PR #295, opened 2026-05-26
Expose anchor-name and gap path/offset on .gap-marker

johannesmutter:
## Summary

Three attributes per marker so consumers can target a specific gap from CSS / JS without re-deriving its geometry:
- `anchor-name: --gm-<key>` — CSS anchor positioning for popovers/menus pinned to a gap
- `data-gap-array-path` + `data-gap-offset` — path-based lookup

No behavior change inside svedit; existing styling and caret logic ignore them.

## Test plan

- [x] svedit-lab smoke tests still pass
- [x] Existing gap-marker appearance and caret behavior unchanged in editor

### DIFF
--- a/src/lib/NodeGapMarkers.svelte
+++ b/src/lib/NodeGapMarkers.svelte
@@ -147,7 +147,9 @@
 		class:first={gap.is_first}
 		class:last={gap.is_last}
 		class:pair={gap.has_pair}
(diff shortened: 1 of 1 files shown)


johannesmutter:
@michael can we land this please soon in main (it's a blocker for me)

**Exercise requirements:**
Copy out each line of the data containing the string "caret".

**Solution:**
No behavior change inside svedit; existing styling and caret logic ignore them.
- [x] Existing gap-marker appearance and caret behavior unchanged in editor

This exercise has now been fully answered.